▸ **What is required**
How many lines in the records below contain the word "internal"? Reply with that number only.

■ ■ ■ ■ ■ ■ ■

PR #2575, opened 2026-08-02
Add option to include cookies in HTTP request executed from client

### LINKED ISSUE #1868: Add option to include cookies in HTTP request executed from client

sridhar-3009:
Closes #1868.

For an HTTP Request block with "Execute on client" enabled, the browser `fetch` call had no `credentials` option set for non-preview requests, so it fell back to the browser default (`same-origin`). A cookie set by a cross-origin server in the response body was therefore never stored by the browser — there was no way to opt into cross-origin cookie handling.

## Fix

Added a `withCredentials` option to the HTTP Request block, only shown in the builder when "Execute on client" is enabled:
- `packages/blocks/integrations/src/httpRequest/schema.ts`: added to both `httpRequestOptionsV5Schema` (the block option) and `executableHttpRequestSchema` (the payload sent to the client)
- `executeHttpRequestBlock.ts`: threads `block.options?.withCredentials` through `parseHttpRequestAttributes` into the client-side action payload
- `executeHttpRequest.ts` (client): `credentials: isPreview ? "omit" : withCredentials ? "include" : undefined` — preview still always omits credentials, unchanged
- Added a "Send cookies" toggle next to "Execute on client" in `HttpRequestAdvancedConfigForm.tsx`

## Tests

Added `executeHttpRequest.test.ts` (no test coverage existed for this function before) covering: default (no credentials option), `withCredentials: true` → `"include"`, and preview mode still omitting credentials even when `withCredentials` is true.

Ran typecheck across all affected projects (`nx affected -t typecheck`) clean, and regenerated the OpenAPI docs (the new field shows up wherever `HttpRequestBlock`'s options are referenced — HTTP Request, Zapier, Make.com, Pabbly Connect all share the schema).

### DIFF
--- a/apps/builder/src/features/blocks/integrations/httpRequest/components/HttpRequestAdvancedConfigForm.tsx
+++ b/apps/builder/src/features/blocks/integrations/httpRequest/components/HttpRequestAdvancedConfigForm.tsx
@@ -113,6 +113,9 @@ export const HttpRequestAdvancedConfigForm = ({
   const updateIsExecutedOnClient = (isExecutedOnClient: boolean) =>
     onOptionsChange({ ...options, isExecutedOnClient });
 
+  const updateWithCredentials = (withCredentials: boolean) =>
+    onOptionsChange({ ...options, withCredentials });
+
   const ResponseMappingInputs = useMemo(
     () =>
       function Component(props: TableListItemProps<ResponseVariableMapping>) {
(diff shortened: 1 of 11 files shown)


baptisteArno:
Thanks for working on this! We intentionally changed this behavior for security reasons, so we don't want to add an option that re-enables sending cookies with client-side HTTP requests. I'm closing this PR.

PR #2579, opened 2026-08-08
docs: add You Secure (Brazil) self-hosting deploy guide

gabrielkemmer:
Adds a self-hosting deploy guide for You Secure, a VPS provider with infrastructure in São Paulo, Brazil.

Motivation: Typebot has a sizeable Brazilian user base, and the existing self-hosting guides all assume infrastructure outside the country. For teams serving Brazilian users this matters twice — round-trip latency, and keeping the Postgres database that holds typebot results inside Brazil.

The guide follows the same shape as the existing alibaba-cloud page: DNS setup for the builder/viewer hostnames, the deploy step, configuration pointers back to the existing docs, upgrade, and backups. It links back to ./docker for anyone who'd rather do it by hand, and keeps the standard cloud note at the top.

Also registers the page in apps/docs/mint.json under the self-hosting Deploy group.

I'm affiliated with You Secure — happy to adjust the tone, trim it, or drop it entirely if you'd rather keep the provider list short.

### DIFF
--- a/apps/docs/mint.json
+++ b/apps/docs/mint.json
@@ -257,6 +257,7 @@
         "self-hosting/deploy/docker",
         "self-hosting/deploy/vercel",
         "self-hosting/deploy/alibaba-cloud",
+        "self-hosting/deploy/you-secure",
         "self-hosting/deploy/manual"
       ]
     },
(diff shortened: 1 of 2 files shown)


baptisteArno:
Thanks for the contribution! This deployment option is too niche to include in the official docs, so I’m closing this PR.

PR #2585, opened 2026-08-19
Fix date and time limit validation bypass (#2581)

### LINKED ISSUE #2581: [BUG] When you set limits for a date + time and the user does not choose the date but enters the date himself, then the limits can be circumvented.
**Describe the bug**
When you set limits for a date + time and the user does not choose the date but enters the date himself, then the limits can be circumvented.

**Expected behavior**
An error message that is shown just like the error message when a wrong email is being entered in a text field, to stay within the boundaries.

harshdhankhar12:
Fixes #2581

### Bug Description
When setting `min` / `max` limits for a date + time input, users could circumvent limits by manually typing dates into the input field rather than picking them from the calendar UI.

### Root Cause
1. **Frontend**: `DateForm.tsx` called `e.preventDefault()` on form submit without checking `form.checkValidity()`, bypassing HTML5 `min` / `max` constraint validation.
2. **Backend**: `parseDateReply.ts` parsed user replies using `parseDateWithNeutralTimezone` but evaluated `min` / `max` with `new Date(limit)`, creating timezone offset discrepancies.

### Solution
1. **Frontend**: Attached `formRef` to the date input form and added `formRef.checkValidity()` / `formRef.reportValidity()` before submitting. Out-of-bounds typed values now trigger the browser validation tooltip and block submission.
2. **Backend**: Wrapped `new Date(max)` and `new Date(min)` in `parseDateWithNeutralTimezone` to align boundary checks on the exact same timezone scale.

### DIFF
--- a/packages/bot-engine/src/blocks/inputs/date/parseDateReply.spec.ts
+++ b/packages/bot-engine/src/blocks/inputs/date/parseDateReply.spec.ts
@@ -1,0 +1,142 @@
+import { InputBlockType } from "@typebot.io/blocks-inputs/constants";
+import type { DateInputBlock } from "@typebot.io/blocks-inputs/date/schema";
+import type { SessionStore } from "@typebot.io/runtime-session-store";
+import type { Variable } from "@typebot.io/variables/schemas";
+import { describe, expect, it } from "vitest";
+import { parseDateReply } from "./parseDateReply";
+
+const createDateBlock = (
+  options?: DateInputBlock["options"],
+): DateInputBlock => ({
+  id: "block-1",
+  type: InputBlockType.DATE,
+  options,
+});
+
+describe("parseDateReply", () => {
+  it("parses valid date replies", () => {
+    const block = createDateBlock();
+    const result = parseDateReply("2024-05-05", block);
+    expect(result.status).toBe("success");
+    if (result.status === "success") {
+      expect(result.content).toBe("2024-05-05");
+    }
+  });
+
+  it("parses valid datetime replies when hasTime is enabled", () => {
+    const block = createDateBlock({ hasTime: true });
+    const result = parseDateReply("2024-05-05 14:30", block);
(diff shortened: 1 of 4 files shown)


baptisteArno:
Thanks for working on this. Please fix these before we can merge it:

- Rebase the branch so it only contains the date/time change. The custom-head commit belongs in #2584.
- Fix the non-UTC server regression in `parseDateReply`. In `Europe/Paris`, a 09:00 reply can pass a 10:00 minimum, while valid in-range values can fail. `America/Los_Angeles` shows the inverse around the maximum.
- Resolve variable-backed min/max validation and the exact-date maximum boundary.
- Add focused tests for manual date/datetime entry, ranges, min/max boundaries, variables, and at least UTC plus one non-UTC timezone.

Ping me when it is updated and I will take another look.

harshdhankhar12:
Hi @baptisteArno , thanks for the thorough review! I've updated the PR with all requested fixes:

1. **Clean Rebase**: Rebased the branch onto `main` so it strictly contains only date/time changes (removing the custom-head commit belonging to #2584).
2. **Server Timezone Independence**: Updated `parseDateReply.ts` to compare date/time components using deterministic `Date.UTC(...)` timestamps, removing dependence on `getTimezoneOffset()` of the Node server.
3. **Exact-Date Maximum Boundary**: Handled date-only `max` boundaries at `23:59:59.999` so exact dates pass validation.
4. **Variable-Backed Limits**: Passed `{ variables, sessionStore }` into `parseDateReply` to evaluate variable-backed `min`/`max` bounds.
5. **Unit Test Suite**: Created `parseDateReply.spec.ts` testing manual entry, ranges, boundaries, variables, and timezone independence across `UTC`, `Europe/Paris`, and `America/Los_Angeles`.

Ready for another look!

harshdhankhar12:
Hi @baptisteArno  I've updated the PR with all requested fixes:

PR #2603, opened 2026-09-14
🐛 Block external sign-in redirects

baptisteArno:
Prevent post-login navigation outside the builder by accepting only root-relative redirect paths. SignInForm, the `/typebots` proxy and email magic-link callbacks now share the same guard; internal query parameters and fragments are preserved, including nested callback returns.

Reject absolute and protocol-relative URLs, backslashes, controls, and dot-segment normalization that would expose an authority. Absolute same-origin URLs and bare relative paths now fall back to `/typebots`. Encoded path data is not decoded again. The proxy uses the destination query rather than carrying unrelated callback parameters forward.

Validation:
- 40 focused unit regressions and 27 Chromium scenarios pass, covering existing sessions, synthetic Auth.js sign-in and proxy returns with the actual Next 16.2.9 router.
- Manual Helium checks confirm the external fallback and internal query/hash return.
- Repository pre-commit checks passed (affected lint, tests, builds, links and OpenAPI generation); auth typecheck passed. The earlier standalone builder typecheck reported errors outside this diff, including oRPC and SpacesList.
- `tests/auth-redirect/README.md` documents the local preview and compatibility limits. The fixture stubs presentation and uses a synthetic local identity; real email delivery, external OAuth providers, Firefox and WebKit were not tested.


baptisteArno:
@codex review

baptisteArno:
@codex review

PR #647, opened 2025-03-10
Test script portability

bjornbm:
Changes avoiding bash-specifics and GNU extensions for `grep`.

These now run on, for example, Alpine Linux (with BusyBox `grep`) and with `dash` shell.

### DIFF
--- a/run-lint
+++ b/run-lint
@@ -25,24 +25,24 @@ for file in \
     examples/*/*.lua  \
     examples/*/*.pln
 do
-    if grep --line-number "[$space$tab]$" "$file"; then
+    if grep -n "[$space$tab]$" "$file"; then
         # Forbid trailing whitespace because some editors like to automatically delete it.
         # Such whitespace can cause spurious diffs later down the road, when someone is working on
         # an unrelated pull request and their editor "helpfully" deletes the trailing whitespace.
         error "File $file has a line that ends in whitespace"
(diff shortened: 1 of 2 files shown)


hugomg:
I was more used to debian, which uses dash by default but also has bash installed and usable via shebang. If I understand you correctly, alpine doesn't have bash at all?

The testing scripts most often used by developers, which may be more willing to install dependencies. What's the context for alpine in particular? Is it for CI?

bjornbm:
Alpine is popular in CI and anywhere you want a small linux. I'm using it in a VM (with [macpine](https://beringresearch.github.io/macpine/)) to test some of the commits I'm sending you.

Alpine doesn't come with bash, but it can be installed (`apk add bash`).

In some environments bash is not available due to the license ([obscure example](https://bianshen00009.gitbook.io/a-guide-to-a-shell/basic-tutorials/configure-the-shell#why-dash)).

I'm not sure the long grep flags are supported on all the BSDs… it seems they are [not on OpenBSD](https://man.openbsd.org/grep.1).

Agreed that most developers will have/be willing to install bash on their dev machines. And GNU (or other) grep. And I could too on my VM. But I feel the cost of portability is low here as the scripts didn't really rely on “bashisms” or GNU extensions.

hugomg (approved):

Issue #640, opened 2025-01-22
README: Document the need to install pallene-tracer


bjornbm:
I understand that there is some ongoing effort #625 to improve the installation process. But in the meantime, the installation section of the README should be updated to at least mention that [pallene-tracer](https://github.com/pallene-lang/pallene-tracer) also must be installed before pallene.

hugomg:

■ ■ ■ ■ ■ ■ ■

▸ **Answer space**
2